How will I find out if my appeal is going to be argued or on the briefs? An order will appear on your docket. It could come before or after your response to the oral argument order. For May court week, there are significantly more oral arguments set than were actually held in April. So it’s a fair assumption that some of those oral arguments will be taken off the calendar, and those cases will be heard on the briefs. One reason for the delay is that it requires time for the panel judges to study the appeals and make the oral argument decisions, and the judges also had to handle April court week in the interim.

How do the telephonic arguments work? The clerk will provide the parties with confidential instructions for connecting to the call for the oral argument. The morning of the oral argument, when the Circuit announces the panel judges, the clerk posts dial-in instructions for the general public. Although arguments are posted to start at 10 a.m., some presiding judges started arguments 10-15 minutes early, once all the participants were ready. So if you intend to listen to live oral arguments, plan to dial in by at least 9:45 a.m. The arguments themselves proceed very much like the live ones – the judges seemed to have no problem at all interjecting their questions. In some arguments, there were unusually long periods where counsel held the floor before questions began, but usually once questions did begin, they continued. When technical difficulties arose, the courtroom deputy stepped in, paused the recording and timer, and corrected the situation. Absent the lights used in the courtroom, the deputy instead rang a bell at the end of the various argument periods. There is an increased premium on speaking slowly and clearly, and keeping an ear out for judges’ questions.

When will I get my decision?
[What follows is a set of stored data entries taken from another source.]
Issue #570, opened 2026-07-23
Perf gate flakes on ram.panes8.workingSetBytes — working-set + software-render runner + PPID tree contamination


openwong2kim:
## Summary

The Perf gate (`ram.panes8.workingSetBytes`) flakes between pass and fail on `main` with no code change to explain it. On 2026-07-23 alone `main` recorded Perf success ×6 / failure ×3, and PR #569 (a tests-only change touching two `.test.ts` files) tripped it with `ram.panes8.workingSetBytes 1695.1 MiB → 4442.8 MiB (+162.1%)` — a regression the diff cannot possibly cause.

This isn't a real regression. It's a measurement-design problem in how `measureRam()` samples memory, amplified by the CI runner environment. Filing so the gate stops producing false reds.

## Why it swings (root cause)

The gated metric sums `WorkingSetSize` over a PPID-derived process tree, sampled once on a shared `windows-latest` runner (`scripts/perf-bench.mjs:968` `measureRam`, gate config in `scripts/perf-compare.mjs:73`). Three structural factors each add volatility:

1. **`WorkingSetSize` tracks system memory pressure, not demand.** Working set is the pages currently resident in physical RAM. Windows only trims it under pressure and lets it balloon when RAM is free, so the *same* app reports 1.7 GB or 4.4 GB depending on unrelated runner load and the OS's lazy trim decisions. `commitBytes` (PageFileUsage) is the stable demand metric; the gate uses the volatile one.

2. **No real GPU on the runner → software rendering.** `windows-latest` has no GPU, so the 8 WebGL-backed xterm panes fall back to SwiftShader software rasterization. The GPU-process working set for software-rendered WebGL is large and unstable run-to-run.

3. **The PPID tree walk is contamination-prone on Windows** (`perf-bench.mjs:980`, `byParent.get(pid)` BFS). Windows recycles PIDs aggressively and does not reparent orphans to a stable ancestor. If a prior scenario's Electron helper isn't fully reaped before the `panes8` sample, or a recycled PID coincidentally matches a tree PID, the walk pulls in an extra subtree. The observed ≈2.6× jump (1.7 → 4.4 GB) matches a whole extra set of Electron helper/renderer processes being double-counted — plain jitter (±10%) does not produce binary multiplier jumps like this.

Secondary: `measureRam()` has no forced GC or settle barrier before sampling, so it snapshots 8 renderers + GPU + daemon at an arbitrary GC moment.

[...]

PR #606, opened 2026-07-25
fix(bench): publish the perf trend where CI can actually write it

### LINKED ISSUE #602: Perf trend history has recorded nothing since 2026-06-12 — the append commit is rejected by branch protection, skipped on red runs, and omits hiddenFlood entirely
## Summary

`bench/history.ndjson` — the main-branch perf trend documented in `bench/README.md` as "one NDJSON line per push, appended by CI" — has recorded **nothing since 2026-06-12**. The last line is `2026-06-12T22:56:49Z` (`e058264`) and the last `chore(bench): append perf history [perf-history]` commit is from the same day.

The workflow step still runs on every push. It fails every time, warns non-fatally, and nobody sees it. Three independent defects stack on top of each other, and the net effect is that the project has had no perf trend data for ~6 weeks — which is exactly the data #570 needs to decide whether a baseline is still descriptive.

## Defect 1 — the history commit cannot be pushed to a protected `main`

From the latest green `main` run ([30122487773](https://github.com/openwong2kim/wmux/actions/runs/30122487773), `2bfce3ce`):

```
[main b93ce75] chore(bench): append perf history [perf-history]
 ! [remote rejected] main -> main (protected branch hook declined)
 ! [remote rejected] main -> main (protected branch hook declined)
 ! [remote rejected] main -> main (protected branch hook declined)
##[warning]perf history push failed after 3 attempts (non-fatal)
```

The `github-actions[bot]` identity the step configures cannot push to a protected `main`, so all three retries are rejected for the same reason — the retry loop exists for a *racing* push, and a permission rejection is not a race, so retrying cannot help. I checked every `main` Perf run in the current 40-run window (2026-07-24 08:10Z → 2026-07-25 01:05Z): **11 of 11 green runs were rejected this way.** I can't see when branch protection was enabled, but the 2026-06-12 cutoff and the rejection are consistent with each other.

The step is deliberately non-fatal (`exit 0`, `::warning::`) so a lost trend line can't fail the gate — that part is right. What makes it invisible is that a warning on an otherwise-green run is nothing anyone reads, and there is no other signal that the trend is dead.

## Defect 2 — the history step is skipped on exactly the runs worth recording

```yaml
- name: Commit perf history
  if: github.event_name == 'push'
```

No `always()`. The gate (`Compare against baseline`) exits 1 on a failure, so the job stops there and this step never runs.

`perf-compare.mjs` is not the problem — it appends the line *before* returning its exit code ("Best-effort; never gates"), so on a red run the trend line is correctly written to the working copy. It is then thrown away with the runner, because nothing ever commits it. Neither red `main` run in the same window ([30081357631](https://github.com/openwong2kim/wmux/actions/runs/30081357631), [30118238142](https://github.com/openwong2kim/wmux/actions/runs/30118238142)) reached the step at all.

So even with Defect 1 fixed, the resulting dataset would be **biased by construction**: it would contain only runs that passed the gate, and systematically exclude the outliers. For a heavy-tailed metric that is the difference between seeing the noise profile and not seeing it. Since the append already happens, this is a one-line `if:` fix.

## Defect 3 — `historyLine()` never recorded the `hiddenFlood` family

`scripts/perf-compare.mjs::historyLine()` writes these trend fields:

`coldFirstPtyDataMs`, `echoP95Ms`, `frameP95Ms`, `frame8P95Ms`, `ramIdleBytes`, `ram8Bytes`, `frameBudgetP95Ms_N4/N8/N16`, `imePass`, `webglContextLossPass`.

There are **15 gated metrics**, and the four `hiddenFlood` gates (`N4/N8 × echoMs.p95/frameDeltaMs.p95`) are not among the recorded fields. `frameBudget` was added to `historyLine` as "W2 trend fields" when its gates landed; `hiddenFlood` gates were added later (baseline blessed 2026-07-10) without the matching trend fields.

That is the *noisiest* gated family — its own gate comment in `perf-compare.mjs` calls `echoMs.p95` "the noisiest gated metric", observed spread 2.3× — and it is the one family with no trend record. It is also the family currently producing false reds (#570).

## Impact

- No trend data since 2026-06-12, silently. `bench/README.md` still documents the trend as live.
- `baseline-ci.json` was blessed on 2026-07-10 from a single run and there is no way to check it against a distribution — which is directly why the `hiddenFlood` baselines are now ~4× the metric's central tendency (detail in #570).
- The bias in Defect 2 means the dataset would stay misleading even after Defect 1 is fixed.

## Options

Defects 2 and 3 are small and uncontroversial (`if: always()` on the step; add four fields to `historyLine`). Defect 1 is a repo-permissions decision and yours to make:

1. **Push the trend to an unprotected branch** (e.g. `bench-history`) instead of `main`. No secret, no protection change, and it drops the `paths-ignore` dance in `perf.yml` since the trend commit never lands on `main`. Costs: trend lives off `main`, so reading it is one extra fetch.
2. **Give the workflow a token that may bypass protection** (GitHub App token or PAT). Keeps the file on `main`; costs a credential with write access to a protected branch.
3. **Upload the line as a workflow artifact** and aggregate on demand. No permissions at all; costs a real accumulation story (artifacts expire, and there is no single readable file).
4. Whichever route: **make the failure loud** — `::error::` or a job-summary line — so a dead trend cannot go unnoticed for six weeks again.

I'd suggest (1) plus (4), with 2 and 3 folded in, as one small PR.

Minor and adjacent, mentioned only so it isn't lost: the gate table in `bench/README.md` still lists 6 metrics and predates both the `frameBudget` and `hiddenFlood` gates, so it documents 6 of the 15 gates that actually run.

Happy to open the PR for any subset of this — say which of the four options you want for Defect 1 and I'll build to it.

snowyukitty:
Built to your steer on #602: option **1 + 4** for the push, defects 2 and 3 folded in, and the README gate-table drift while I was in there.

## What changed

- **The trend is published to the unprotected `bench-history` branch** as `history.ndjson`, instead of committed to `main`. No new credentials, and `paths-ignore` for the history file is gone from `perf.yml` since no CI commit lands on `main` any more.
- **A failed publish is loud**: an `::error::` annotation plus a `> [!CAUTION]` job-summary line. Still `exit 0` — a lost trend line must not fail the gate.
- **Red runs are recorded** (defect 2). `perf-compare.mjs` already wrote the line before returning its exit code; only the commit step was skipped.
- **Every gated metric has a trend field** (defect 3), including the four `hiddenFlood` ones.
- `bench/README.md`: the gate table listed 6 of the 15 gates that actually run; the file inventory and CI section now describe where the trend lives and why.

## Five decisions worth your eye

**1. The trend fields are derived from the gate tables rather than extended by four.** Every pre-existing history field name was already exactly a gate `key`, reading exactly that gate's `path` — `ram8Bytes`, `frameBudgetP95Ms_N4`, `imePass`, all eleven of them. The list was a hand-made copy of something that already existed, which is why it could drift and did. So `historyLine()` now spreads `GATES` and `BOOL_GATES` directly. The emitted field names and values are unchanged, the four `hiddenFlood` fields appear with the names they would have had, and a gate can no longer be added without its trend field — because they are now the same list. The result is shorter than what it replaces.

**2. The commit is built with git plumbing, not a checkout.** `hash-object` → `update-index`/`write-tree` → `commit-tree` → `push origin <sha>:refs/heads/bench-history`. The working tree holds the packaged Electron build, and swapping branches in it to append one line would be slow and needlessly destructive. It also makes the race trivial: the new commit's parent *is* the tip just fetched, so the push is a fast-forward by construction, a concurrent `main` push rejects it, and the retry re-reads the new tip and re-appends onto it.

**3. `!cancelled()` rather than the `always()` you suggested.** Same effect for the red-run case you asked for, minus one: a *cancelled* run may have been interrupted mid-measurement, and that is not a sample worth publishing. Say the word if you'd rather have plain `always()`.

**4. `bench/history.ndjson` is deleted from `main`.** With the trend on the branch, a file in `bench/` that the README used to call "appended by CI" is exactly the kind of thing that looks alive and isn't — the trap this whole issue is about. The 11 pre-break lines stay readable at `c3e18eda:bench/history.ndjson`. Easy to veto: say so and I'll restore it as a frozen archive with a header note instead.

**5. Reading the existing trend is fail-closed.** My first draft treated "could not read `history.ndjson` from the branch" as "no trend yet" and carried on, which would replace the entire series with the single new line. Since that is precisely the silent-data-loss shape this PR exists to remove, the step now refuses to publish, retries, and fails loudly instead. See below — I did not reason my way to that, a live run did.

## A second pass over my own step

Nothing below changes what the step does; it is what a hard re-read turned up.

- **A failed `fetch` lands on the bootstrap path too**, and the comment now carries the argument for why that is safe rather than leaving a reviewer to reconstruct it: it yields a parentless commit, pushing one of those at an existing branch is not a fast-forward, so the server rejects it and the next attempt re-reads. Nothing here ever forces — that is what makes "could not read the tip" structurally unable to erase it.
- **`[Console]::OutputEncoding` is pinned to UTF-8.** The existing trend is read back through PowerShell as text before being rewritten, and native-command output is otherwise decoded with the runner's code page. Every field written today is ASCII, so this changes nothing now; it is what stops a future non-ASCII one from being silently mangled by a step whose whole job is to round-trip a data series faithfully.
- **The bootstrap commit says what the branch is** — `chore(bench): start the perf trend — one line per push to main, see bench/README.md` — since a first commit reading "append perf history" is both untrue and a wasted chance to orient anyone who lands on a branch holding one bare `.ndjson`.
- Small: no sleep after the final attempt, the retry logs *why* it is retrying, and a successful publish logs the resulting trend length.

## Testing

The publish step is `push`-only, so **this PR's own Perf run cannot exercise it** — it first runs on merge, on the bootstrap path. So I ran it against a real remote instead: a shallow clone (matching `actions/checkout@v4` with `fetch-depth: 1`) pointed at my fork, driving the step against a throwaway branch.

To keep that honest, the runnable copy is **extracted from `perf.yml` itself** by a generator that parses the YAML and makes exactly one substitution — the branch name — then asserts the result differs from the shipped body on exactly one line. The race variant is the same file with an interloper push injected before the read. So what ran is the step you are reviewing, not a paraphrase of it.

| path | result |
| --- | --- |
| bootstrap (branch absent) | parentless commit, explanatory subject; tree is exactly one file at mode `100644` |
| append (branch present) | appended in order; ran twice more later, ending at 5 lines |
| race — an interloper pushed to the branch between our fetch and our push | attempt 1 rejected `(non-fast-forward)`, retry re-read the **new** tip and re-appended: every line present, in order, none lost |

Final file: 0 CR bytes, tree entry exactly `history.ndjson`. The step body also parses clean under `[Parser]::ParseFile` (both variants). Then the throwaway branch was deleted.

One thing the simulation does **not** cover: it pushed with my own credentials, not the workflow's `GITHUB_TOKEN`. That path is evidenced instead by the failure this PR fixes — the old step's push reached the server and was refused by *branch protection*, not by authentication, and `permissions: contents: write` (already declared) covers creating and updating an unprotected ref.

**That run caught two real defects in my own step**, neither of which was visible by reading it:

- `git mktree` reads its entry from stdin, and PowerShell terminates piped stdin with **CRLF** — so the tree was created with the filename `"history.ndjson\r"`. Everything "worked": the push succeeded, the branch looked right in the GitHub UI. It is now built via `update-index --cacheinfo`, which takes the path as an argument, so no stdin parsing can smuggle a line ending into a filename. (`hash-object` also gained `--no-filters`, so attribute-driven CRLF conversion can't touch the blob either.)
- Because of that, the *next* run's `cat-file` of the previous file failed — and the `$existing = @()` fallback quietly truncated the history to one line. That is decision 5 above.

Unit side, on `historyLine()`:

- 7 tests: coverage over every gate, exact field order, the pre-#602 names pinned (a gate-key rename would otherwise silently fork the series), the four `hiddenFlood` values, run identity, an absent scenario recorded as `null` rather than a missing key, and the boolean tri-state.
- **Proven both ways**: restoring the hand-written field list fails exactly 3 of them, with `no trend field for gate hiddenFlood.N4.echoMs.p95`. The other 4 pass in both directions by design — they pin behaviour that was already correct.
- `npx vitest run scripts/__tests__/` → 121 passed. `npx eslint` on both changed script files → clean. The workflow parses under `js-yaml`, and the step body parses clean under the PowerShell parser (I extracted it from the YAML and ran it through `[Parser]::ParseFile`). No `.ts` changed, so a type-check would not have covered any of this and I did not run one.

## What this does not fix

The six-week gap stays gone, as you said. The branch starts empty on the first push after merge, so the `hiddenFlood` baseline question on #570 only becomes answerable once a few weeks of lines have accumulated — at which point the four fields that were missing will finally be in them.

Closes #602

## Summary by CodeRabbit

* **Bug Fixes**
  * Restored automated performance-trend recording after a period of missing or incomplete history.
  * Ensured trend records reliably include all configured gate metrics, including previously omitted `hiddenFlood` values.
  * Improved reporting for skipped checks and missing measurements so absent vs false is handled consistently.
* **Documentation**
  * Clarified where trend history lives and how CI publishes to the separate trend-history location, including how failures are surfaced.
* **Tests**
  * Added coverage to validate the generated trend-history record’s completeness, ordering, and boolean/nullable behavior.


openwong2kim:
[wmux-hermes]

This PR reworks how the CI performance trend is published, moving it off the protected `main` branch — where the `github-actions[bot]` append commit was being silently rejected on every push since 2026-06-12 — onto an unprotected `bench-history` branch, and assembling the trend commit with git plumbing (`hash-object` → `update-index`/`write-tree` → `commit-tree` → `push`) so the packaged build occupying the working tree is never disturbed. It touches `.github/workflows/perf.yml` (the publish step is rewritten end-to-end), `scripts/perf-compare.mjs`, `scripts/__tests__/perfCompare.test.mjs` (seven new tests for `historyLine`), `bench/README.md`, `CHANGELOG.md`, and deletes the now-redundant `bench/history.ndjson` from `main` (its 11 frozen lines remain readable in git history). The `historyLine()` output is derived directly from the `GATES` and `BOOL_GATES` tables rather than a hand-copied second list, which restores the four `hiddenFlood` trend fields that had been missing since their gates shipped, and adds a unit test that fails the moment a gate and its trend field drift apart again. The publish step now runs on `!cancelled()` — so red runs (the outliers a noise investigation actually needs) are recorded too, where the old plain `if:` skipped them — and a failed publish raises an `::error::` annotation plus a job-summary caution instead of a warning nobody reads, while remaining non-fatal so a lost line cannot break the perf gate itself. This resolves the three defects catalogued in #602: the branch-protection rejection, the systematic exclusion of failed runs, and the missing trend fields for the noisiest gated metric family.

If your appeal is heard on the briefs, there is a fair chance you will get your decision during court week – that happened with not quite half of such cases. It remains to be seen how long the others will take. Short, non-precedential affirmances might come quickly, but if there are reversals or precedential decisions in the works, those will take longer (precedential decisions are circulated for review before release). If your case is argued, there is a chance you might receive a prompt Rule 36 affirmance, but that chance is significantly smaller in this new era, because many appeals of that type will now be taken on the briefs. Thus, it is more likely than before that you are in for a wait if your case is argued.

Might any of these new procedures last beyond the COVID-19 era? At least two aspects of the new procedures could stick around. First, the Circuit’s docket has soared in the years since the introduction of the AIA’s post-grant proceedings, and according to the Circuit’s statistics, there has been a coinciding increase in the duration of appeals. Taking simpler PTAB appeals on the briefs could allow the Circuit to increase its overall throughput, which is at least in some respects limited by the sheer number of oral arguments that can be held during court week. Second, having demonstrated one possible implementation, and having the opportunity to observe any effects and hear feedback, the Circuit could decide to make live audio for oral arguments available permanently.